Law professors have completely lost interest in legal control of the military, seemingly afflicted with a bad case of deference themselves. . . . We have an institutional obligation to participate in civilian control of the military. . . . There was a time when law school faculties carried enormous expertise about military law and military legal reform, and they were actually the first call that would be made when the military was sitting down and beginning to think about how it was going to reform its laws. Today, that would be the last call the military would make, because that expertise, over the last generation, really has evaporated.

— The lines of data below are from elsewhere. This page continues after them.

PR #126, opened 2024-09-05
Fix integration tests

adangel:
Add a maven-settings.xml for building (old) PMD versions with another maven repository, since dokka-maven-plugins uses a dependency (kotlinx-html-jvm) which was once available via jcenter.bintray.com, but bintray.com no longer exists today.

### DIFF
--- a/Manifest.txt
+++ b/Manifest.txt
@@ -56,6 +56,7 @@ resources/js/datatables.min.js
 resources/js/jquery-3.6.4.slim.min.js
 resources/js/popper-2.11.7.min.js
 resources/js/project-report.js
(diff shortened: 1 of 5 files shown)


jsotuyod:
I'm a little confused here…

If I understand correctly, the issue lies with the `dokka-maven-plugin` declared by `pmd-lang-test` referencing a dependency (`kotlinx-html-jvm`) that is not available in maven central, but on the now defunct jcenter… now, if that's the case, shouldn't this also fail when building `pmd-lang-test` directly from the pmd repo? shouldn't this be fixed there rather than here?

PR #141, opened 2025-09-08
Fix #124: If an abstract rule is changed, run all rules

### LINKED ISSUE #124: With `--auto-gen-config` invalid rule references might be generated
See https://github.com/pmd/pmd/pull/4971 for an example:

The changeset contains a change to file `pmd-java/src/main/java/net/sourceforge/pmd/lang/java/rule/codestyle/AbstractNamingConventionRule.java`, which is not a rule by itself but a base class.

The regression tester however generates a ruleset like that:

```
[ERROR] Error at target/reports/HEAD/checkstyle/config.xml:8:5
  6|     <rule ref="category/apex/design.xml/CognitiveComplexity"/>
  7|     <rule ref="category/apex/design.xml/CyclomaticComplexity"/>
  8|     <rule ref="category/java/codestyle.xml/AbstractNamingConvention"/>
         ^^^^^ Unable to find referenced rule AbstractNamingConvention; perhaps the rule name is misspelled?

  9|     <rule ref="category/java/codestyle.xml/FieldNamingConventions"/>
 10|     <rule ref="category/java/codestyle.xml/IdenticalCatchBranches"/>
[ERROR] Cannot load ruleset target/reports/HEAD/checkstyle/config.xml: An XML validation error occurred
```

But a rule "AbstractNamingConvention" doesn't exist...

The result is, that PMD is not executed at all and the diff report shows, that all violations are missing.

UncleOwen:
Since I ran into this twice in short succession, I figured I might just as well fix this.

Applies a simple heuristic: If the name of a rule starts with 'Abstract', it's an abstract class. This could change any number of rules, so let's bail and just compare all rules.

My knowledge of ruby is very basic. I basically copied one of the other "compare all rules" test cases.

Fixes #124

### DIFF
--- a/lib/pmdtester/builders/rule_set_builder.rb
+++ b/lib/pmdtester/builders/rule_set_builder.rb
@@ -146,7 +146,7 @@ module PmdTester
 
       # matches Java-based rule implementations
       match_data = %r{.+/src/main/java/.+/lang/([^/]+)/rule/([^/]+)/([^/]+)Rule.java}.match(filename)
-      unless match_data.nil?
+      unless match_data.nil? || match_data[3].start_with?('Abstract')
         logger.debug "Matches: #{match_data.inspect}"
         rules.add("#{match_data[1]}/#{match_data[2]}.xml/#{match_data[3]}")
         return true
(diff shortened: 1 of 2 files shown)


adangel (approved):

UncleOwen:
@zbynek I know. See the resolved discussion with adangel above.

Issue #743, opened 2025-10-31
`mcp-publisher init` does not strip `git+` from repository URL


jonathanhefner:
When using the `npm init` command to create a new `package.json`, the `repository.url` will be prefixed with `git+`.  For example:

```jsonc
// package.json
{
  "name": "my-package",
  "version": "1.0.0",
  "repository": {
    "type": "git",
    "url": "git+https://github.com/jonathanhefner/my-package.git"
  }
}
```

Then, when using `mcp-publisher init` to generate `server.json`, `mcp-publisher` does not strip the `git+` prefix, resulting in an invalid URL:

```jsonc
// server.json
{
  "$schema": "https://static.modelcontextprotocol.io/schemas/2025-10-17/server.schema.json",
  "name": "io.github.jonathanhefner/my-package",
  "repository": {
    "url": "git+https://github.com/jonathanhefner/my-package",
    "source": "github"
  }
}
```

Avish34:
@tadasant  / @domdomegg Is this fixed? If not, I can take it up.

domdomegg:
Not sure it's fixed - @Avish34 happy for you to pick it up.

PR #809, opened 2025-11-29
Fix issue-743 by sanitizing the URL

Avish34:
This PR aims to fix https://github.com/modelcontextprotocol/registry/issues/743#event-20985516896

## Motivation and Context

This is needed to ensure we are sanitizing the URL before creating server.json to be inline with the validations.

## How Has This Been Tested?

Tested via UTs and also tested CLI locally to ensure the expected behavior.

## Types of changes

- [ ] Documentation update

## Checklist

### DIFF
--- a/cmd/publisher/commands/init.go
+++ b/cmd/publisher/commands/init.go
@@ -213,6 +213,10 @@ func detectDescription() string {
 }
 
 func detectRepoURL() string {
+	sanitizeURL := func(url string) string {
+		return strings.TrimPrefix(url, "git+")
+	}
+
 	// Try git remote
 	ctx, cancel := context.WithTimeout(context.Background(), 5*time.Second)
 	defer cancel()
@@ -233,11 +237,11 @@ func detectRepoURL() string {
 		if json.Unmarshal(data, &pkg) == nil {
 			if repo, ok := pkg["repository"].(map[string]any); ok {
 				if url, ok := repo["url"].(string); ok {
-					return strings.TrimSuffix(url, ".git")
+					return sanitizeURL(strings.TrimSuffix(url, ".git"))
 				}
 			}
 			if repo, ok := pkg["repository"].(string); ok {
-				return strings.TrimSuffix(repo, ".git")
+				return sanitizeURL(strings.TrimSuffix(repo, ".git"))
 			}
 		}
 	}


Avish34:
@tadasant  @domdomegg  Please review!!

tadasant:
@claude please review this PR

cmd/publisher/publisher.exe
tadasant, line 1: Unintentional .exe commit?

tadasant (changes requested):
I'm not sure introducing a utils pattern is necessary here. Can we just add it to the current flow in `detectRepoURL`?

cmd/publisher/publisher.exe
Avish34: Yeah, silly of me,

Avish34:
> I'm not sure introducing a utils pattern is necessary here. Can we just add it to the current flow in `detectRepoURL`?

sure!!

cmd/publisher/publisher.exe
Avish34: @tadasant  Pushed the changes, please review.

cmd/publisher/commands/init.go
```diff
@@ -212,7 +211,17 @@ func detectDescription() string {
 	return "An MCP server that provides [describe what your server does]"
 }
 
-func detectRepoURL() string {
+func detectRepoURL(packageType string) string {
```
tadasant: Is it necessary to pipe around `packageType` here? Couldn't we just "strip git+ from the prefix if it exists" regardless of the packageType and keep this change fairly minimal? Or is there some case you're imagining where we'd want git+ as a prefix?

tadasant (changes requested):

cmd/publisher/commands/init.go
Avish34: No, I was just thinking that if someday going forward a case arises for a different package manager where we need to do some changes to repoURL generated by them. In that case, the changes will be minimal a that time. I'm happy to remove the packageType params if you think it won't be much helpful right now. Happy to address the comments, let me know your thoughts.

tadasant: I'd rather we do the simpler change now and do the bigger change later if the need arises (I'm not sure it definitely will). Thank you!

Avish34: Done @tadasant , please review.

Avish34: unrelated failure in sanity, good to merge.

tadasant (approved):

Issue #738, opened 2025-10-30
Registry base URL is not the proper entry point for NuGet


joelverhagen:
**Describe the bug**

Today, the `registryBaseUrl` serves as a pointer to which registry the package is stored in. This maybe makes sense for some package registries (i.e. base URL = entry point) but for NuGet the entry point is not a base URL, it is a URL to a JSON service index.

For example, NuGet clients configure "https://api.nuget.org/v3/index.json" NOT "https://api.nuget.org". 

This line currently violates the service discovery protocol we have for NuGet:
https://github.com/modelcontextprotocol/registry/blob/18cde88a7e1c7916f1433c1f131a8de2fec8fe65/internal/validators/registries/nuget.go#L51
(technically this should read the service index JSON document and get the README URL pattern with the `ReadmeUriTemplate/6.13.0` service ID.

It is not correct to assume the `/v3/index.json` or `/v3-flatcontainer/%s/%s/readme` can be appended to a NuGet registry base URL to get a valid endpoint. This works for NuGet.org, but not other NuGet feed implementations.

**Expected behavior**

Ideally, for NuGet, the server.json property would be `registryUrl` in which case we would provide/default to https://api.nuget.org/v3/index.json. 

Generally speaking, I think `registryUrl` is a little more generic and conceptually also supports a base URL if that is idiomatic for the given package registry type.

But the property name is already chosen and locked in the schema. Also, there is a data on PROD using that property name and value.

I propose:

1. Introduce an additional property `registryUrl`
2. For NuGet.org, recommend `registryUrl` but accept `https://api.nuget.org` and internally treat that as `registryUrl = https://api.nuget.org/v3/index.json`.
3. Enhance the NuGet validator code to do proper service discovery.

I am happy to implement all of this.

PR #813, opened 2025-12-02
Fix NuGet.org base URL default, improve API integration

joelverhagen:
## Motivation and Context

This resolves https://github.com/modelcontextprotocol/registry/issues/738. There are two issues with the NuGet.org integration today:

1. Change the `registryBaseUrl` for NuGet to `https://api.nuget.org/v3/index.json`. `https://api.nuget.org` is not the entry point for our service and is not specific enough. `https://api.nuget.org/v3/index.json` is the value that users put into their tooling to connect to our public registry (it is installed by default in .NET client tooling).
2. Use the service index API to get the URL pattern for package READMEs.
   - This URL is not guaranteed to be stable. The service index URL (`registryBaseUrl`) is, however.

Additionally, I polished up the error messages so various error modes are clearer. When packages are published to NuGet.org, they take 2-5 minutes to become available due to validations we run.

Some possible states that are now handled and described more helpfully are:
- Version exists, but the package has no README
- The ID exists, but the version does not
- The ID does not exist at all

There are only 3 authors (me, another MSFT person, and a community member) explicitly setting the old value. The DB migration will fix the issue. A future publish will fail with the validation error but the error message is clear.

`registry type and base URL do not match: 'https://api.nuget.org' is not valid for registry type 'nuget'. Expected: https://api.nuget.org/v3/index.json`

## How Has This Been Tested?

- Unit tests, new and existing
- Manual test locally
- Set old data in the DB, `docker compose up`, confirm the migration updates the specific package

## Breaking Changes

Yes, but minimal impact expected, unless there is a dependency on the specific `https://api.nuget.org` value downstream. I am not aware of any such dependency, and the new value is more proper and specific.

## Types of changes

- [x] Documentation update

## Checklist

## Additional context

For more information about the NuGet API see: https://learn.microsoft.com/en-us/nuget/api/overview#service-index (I wrote most of the docs).

### DIFF
--- a/complete.md
+++ b/complete.md
@@ -658,7 +658,7 @@ Only trusted public registries are supported. Private registries and alternative
 **Supported registries:**
 - **NPM**: `https://registry.npmjs.org` only
 - **PyPI**: `https://pypi.org` only
-- **NuGet**: `https://api.nuget.org/v3/index.json` only (`https://api.nuget.org` is supported for backwards compatibility)
+- **NuGet**: `https://api.nuget.org/v3/index.json`
 - **Docker/OCI**: `https://docker.io` only
 - **MCPB**: `https://github.com` releases and `https://gitlab.com` releases only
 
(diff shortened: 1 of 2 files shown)


joelverhagen:
I have verified the change on staging.registry.modelcontextprotocol.io. Thanks for merging, @tadasant!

– Diane H. Mazur, professor of law, and former captain, United States Air Force

In this chapter, we look at the “return of ROTC” movement at Columbia and other Ivy schools. The chapter presents illustrative evidence of the gap that exists between elite universities and the military, and of a struggle to bridge that gap through the reintegration of ROTC with the campus. The story of the ROTC movement at Columbia highlights the tensions that exist between the value systems of the military and the university, as well as the potential for the finding of common ground that can hold its own amid differences.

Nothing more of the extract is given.